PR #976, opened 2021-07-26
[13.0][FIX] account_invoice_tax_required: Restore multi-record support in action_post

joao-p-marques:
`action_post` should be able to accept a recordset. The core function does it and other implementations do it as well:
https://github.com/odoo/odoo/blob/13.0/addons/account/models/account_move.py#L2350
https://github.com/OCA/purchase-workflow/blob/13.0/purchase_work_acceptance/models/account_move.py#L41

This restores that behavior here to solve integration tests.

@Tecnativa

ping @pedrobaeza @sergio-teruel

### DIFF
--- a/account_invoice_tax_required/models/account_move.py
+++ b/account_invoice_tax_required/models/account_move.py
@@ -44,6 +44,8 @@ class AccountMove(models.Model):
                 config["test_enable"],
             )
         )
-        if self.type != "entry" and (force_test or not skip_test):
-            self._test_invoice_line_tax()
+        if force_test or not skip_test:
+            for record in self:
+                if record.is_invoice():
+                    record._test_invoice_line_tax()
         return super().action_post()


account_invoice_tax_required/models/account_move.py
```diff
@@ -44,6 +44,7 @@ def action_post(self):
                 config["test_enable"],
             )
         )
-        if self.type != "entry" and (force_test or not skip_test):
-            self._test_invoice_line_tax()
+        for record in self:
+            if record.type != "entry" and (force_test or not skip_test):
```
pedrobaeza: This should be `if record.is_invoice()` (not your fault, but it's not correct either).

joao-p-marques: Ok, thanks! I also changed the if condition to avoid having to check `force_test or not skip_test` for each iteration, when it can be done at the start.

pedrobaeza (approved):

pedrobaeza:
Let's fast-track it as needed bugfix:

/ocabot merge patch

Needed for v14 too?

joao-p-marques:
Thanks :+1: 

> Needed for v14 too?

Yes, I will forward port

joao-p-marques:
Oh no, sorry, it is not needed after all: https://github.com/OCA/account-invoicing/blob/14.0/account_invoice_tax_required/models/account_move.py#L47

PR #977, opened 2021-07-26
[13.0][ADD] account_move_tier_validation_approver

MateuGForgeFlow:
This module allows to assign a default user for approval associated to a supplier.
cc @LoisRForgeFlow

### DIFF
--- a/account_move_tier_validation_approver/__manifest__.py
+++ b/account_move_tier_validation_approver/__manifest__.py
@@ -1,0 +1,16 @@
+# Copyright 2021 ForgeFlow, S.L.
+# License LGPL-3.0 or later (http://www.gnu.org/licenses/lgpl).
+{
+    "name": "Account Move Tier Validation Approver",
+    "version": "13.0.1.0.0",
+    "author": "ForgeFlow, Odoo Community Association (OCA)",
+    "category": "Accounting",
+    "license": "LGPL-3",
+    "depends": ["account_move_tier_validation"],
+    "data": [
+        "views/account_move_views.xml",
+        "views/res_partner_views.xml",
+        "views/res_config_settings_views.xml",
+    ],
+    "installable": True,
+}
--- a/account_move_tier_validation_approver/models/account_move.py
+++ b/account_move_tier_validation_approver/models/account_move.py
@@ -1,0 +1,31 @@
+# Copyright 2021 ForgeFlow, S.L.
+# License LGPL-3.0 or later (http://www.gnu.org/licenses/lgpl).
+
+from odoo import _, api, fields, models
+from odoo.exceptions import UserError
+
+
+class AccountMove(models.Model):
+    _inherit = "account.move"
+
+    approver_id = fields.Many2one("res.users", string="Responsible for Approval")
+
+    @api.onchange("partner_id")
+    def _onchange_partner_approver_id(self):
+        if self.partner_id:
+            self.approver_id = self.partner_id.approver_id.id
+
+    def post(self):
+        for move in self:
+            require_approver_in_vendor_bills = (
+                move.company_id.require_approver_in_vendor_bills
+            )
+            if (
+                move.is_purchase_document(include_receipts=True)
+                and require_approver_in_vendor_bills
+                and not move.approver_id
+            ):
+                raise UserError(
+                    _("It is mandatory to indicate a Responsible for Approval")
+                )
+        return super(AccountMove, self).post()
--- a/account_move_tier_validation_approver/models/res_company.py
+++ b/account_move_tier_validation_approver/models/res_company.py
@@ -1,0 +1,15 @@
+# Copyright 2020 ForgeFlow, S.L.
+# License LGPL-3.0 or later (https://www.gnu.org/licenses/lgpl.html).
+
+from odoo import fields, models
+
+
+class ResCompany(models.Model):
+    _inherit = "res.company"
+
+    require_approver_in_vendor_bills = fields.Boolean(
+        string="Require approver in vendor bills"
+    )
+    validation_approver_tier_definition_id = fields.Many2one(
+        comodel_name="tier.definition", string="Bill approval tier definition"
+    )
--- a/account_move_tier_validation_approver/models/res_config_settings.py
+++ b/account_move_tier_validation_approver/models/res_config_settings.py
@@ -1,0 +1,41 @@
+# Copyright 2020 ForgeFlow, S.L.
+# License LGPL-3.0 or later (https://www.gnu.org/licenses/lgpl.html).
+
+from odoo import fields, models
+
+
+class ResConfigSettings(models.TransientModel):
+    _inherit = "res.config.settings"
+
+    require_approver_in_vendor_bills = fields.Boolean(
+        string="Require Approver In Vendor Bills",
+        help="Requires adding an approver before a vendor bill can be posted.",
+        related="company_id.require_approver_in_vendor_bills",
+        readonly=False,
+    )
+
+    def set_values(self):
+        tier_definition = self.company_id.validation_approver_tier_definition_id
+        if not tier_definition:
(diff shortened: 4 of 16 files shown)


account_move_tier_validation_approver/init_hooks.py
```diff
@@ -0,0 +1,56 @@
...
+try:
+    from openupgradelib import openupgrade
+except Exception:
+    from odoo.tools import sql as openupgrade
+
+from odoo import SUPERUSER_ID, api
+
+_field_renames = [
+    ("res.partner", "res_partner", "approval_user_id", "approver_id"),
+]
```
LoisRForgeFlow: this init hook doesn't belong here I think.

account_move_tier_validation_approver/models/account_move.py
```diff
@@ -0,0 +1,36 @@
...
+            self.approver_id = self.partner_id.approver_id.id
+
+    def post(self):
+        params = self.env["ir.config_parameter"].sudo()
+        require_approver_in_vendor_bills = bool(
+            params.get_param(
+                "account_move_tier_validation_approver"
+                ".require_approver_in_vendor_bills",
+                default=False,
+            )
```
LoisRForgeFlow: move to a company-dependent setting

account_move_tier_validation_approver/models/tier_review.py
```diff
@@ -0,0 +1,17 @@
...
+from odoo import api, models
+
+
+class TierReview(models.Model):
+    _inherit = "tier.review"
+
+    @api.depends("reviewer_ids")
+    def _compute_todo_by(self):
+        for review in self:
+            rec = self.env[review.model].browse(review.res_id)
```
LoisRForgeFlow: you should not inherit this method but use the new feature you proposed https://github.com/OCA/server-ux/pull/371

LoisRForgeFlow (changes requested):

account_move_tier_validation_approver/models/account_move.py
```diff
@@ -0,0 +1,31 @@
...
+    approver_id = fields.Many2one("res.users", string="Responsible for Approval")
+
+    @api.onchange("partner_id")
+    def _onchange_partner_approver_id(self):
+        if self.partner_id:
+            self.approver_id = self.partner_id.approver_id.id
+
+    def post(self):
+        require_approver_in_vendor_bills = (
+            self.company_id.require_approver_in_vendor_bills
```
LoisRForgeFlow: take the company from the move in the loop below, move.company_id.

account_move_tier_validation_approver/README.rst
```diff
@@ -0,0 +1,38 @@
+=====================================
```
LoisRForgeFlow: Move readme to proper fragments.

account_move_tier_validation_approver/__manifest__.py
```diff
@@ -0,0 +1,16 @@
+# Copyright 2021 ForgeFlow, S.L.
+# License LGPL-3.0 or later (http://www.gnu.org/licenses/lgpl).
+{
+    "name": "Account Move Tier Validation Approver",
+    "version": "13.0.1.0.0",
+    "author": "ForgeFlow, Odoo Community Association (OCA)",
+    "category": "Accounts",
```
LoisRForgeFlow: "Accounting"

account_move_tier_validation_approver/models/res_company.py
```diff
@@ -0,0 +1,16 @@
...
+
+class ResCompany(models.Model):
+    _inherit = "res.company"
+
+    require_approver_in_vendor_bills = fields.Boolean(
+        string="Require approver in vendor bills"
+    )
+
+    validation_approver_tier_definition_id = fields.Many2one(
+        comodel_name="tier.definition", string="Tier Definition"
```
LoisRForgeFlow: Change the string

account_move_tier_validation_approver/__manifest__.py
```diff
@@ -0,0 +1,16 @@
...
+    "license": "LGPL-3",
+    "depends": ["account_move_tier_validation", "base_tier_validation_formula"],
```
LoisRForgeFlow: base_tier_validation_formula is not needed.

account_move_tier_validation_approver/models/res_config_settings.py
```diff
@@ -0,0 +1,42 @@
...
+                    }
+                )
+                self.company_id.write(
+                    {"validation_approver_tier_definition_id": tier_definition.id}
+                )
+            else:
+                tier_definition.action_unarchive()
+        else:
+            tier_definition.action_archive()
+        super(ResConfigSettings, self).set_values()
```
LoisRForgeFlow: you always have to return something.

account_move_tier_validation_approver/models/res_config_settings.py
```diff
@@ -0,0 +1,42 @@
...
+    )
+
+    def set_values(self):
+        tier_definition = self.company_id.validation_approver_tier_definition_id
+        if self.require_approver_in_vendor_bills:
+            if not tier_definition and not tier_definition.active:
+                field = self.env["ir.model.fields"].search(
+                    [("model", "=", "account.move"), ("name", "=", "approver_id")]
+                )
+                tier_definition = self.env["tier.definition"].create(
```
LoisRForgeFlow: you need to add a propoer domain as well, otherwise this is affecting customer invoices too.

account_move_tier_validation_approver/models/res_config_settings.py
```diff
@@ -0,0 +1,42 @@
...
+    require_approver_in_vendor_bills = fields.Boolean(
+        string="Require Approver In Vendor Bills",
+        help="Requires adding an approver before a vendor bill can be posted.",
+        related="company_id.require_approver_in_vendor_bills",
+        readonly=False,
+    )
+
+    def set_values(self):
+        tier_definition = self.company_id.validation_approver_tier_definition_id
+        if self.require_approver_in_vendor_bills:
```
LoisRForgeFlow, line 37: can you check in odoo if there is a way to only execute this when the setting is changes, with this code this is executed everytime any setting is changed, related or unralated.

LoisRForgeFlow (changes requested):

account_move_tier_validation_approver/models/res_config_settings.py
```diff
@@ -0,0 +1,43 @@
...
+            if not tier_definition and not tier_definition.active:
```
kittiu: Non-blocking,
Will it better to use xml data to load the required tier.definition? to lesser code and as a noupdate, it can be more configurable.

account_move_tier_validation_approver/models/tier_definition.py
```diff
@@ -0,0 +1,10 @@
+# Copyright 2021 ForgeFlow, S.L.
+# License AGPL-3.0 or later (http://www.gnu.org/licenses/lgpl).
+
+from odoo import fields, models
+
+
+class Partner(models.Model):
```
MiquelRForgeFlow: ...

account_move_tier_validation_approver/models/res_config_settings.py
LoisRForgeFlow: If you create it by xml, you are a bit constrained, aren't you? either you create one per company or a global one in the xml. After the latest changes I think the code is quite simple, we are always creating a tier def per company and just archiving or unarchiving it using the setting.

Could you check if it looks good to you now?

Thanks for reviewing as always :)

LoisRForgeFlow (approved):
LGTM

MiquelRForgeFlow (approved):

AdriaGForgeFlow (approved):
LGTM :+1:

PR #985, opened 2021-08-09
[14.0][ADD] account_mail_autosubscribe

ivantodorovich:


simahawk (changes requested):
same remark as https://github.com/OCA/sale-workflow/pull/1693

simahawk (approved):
+-------+
■ **What you will do**
Copy every line of the listing that includes the string "ResConfigSettings".

■ **Answer**
+class ResConfigSettings(models.TransientModel):
+        super(ResConfigSettings, self).set_values()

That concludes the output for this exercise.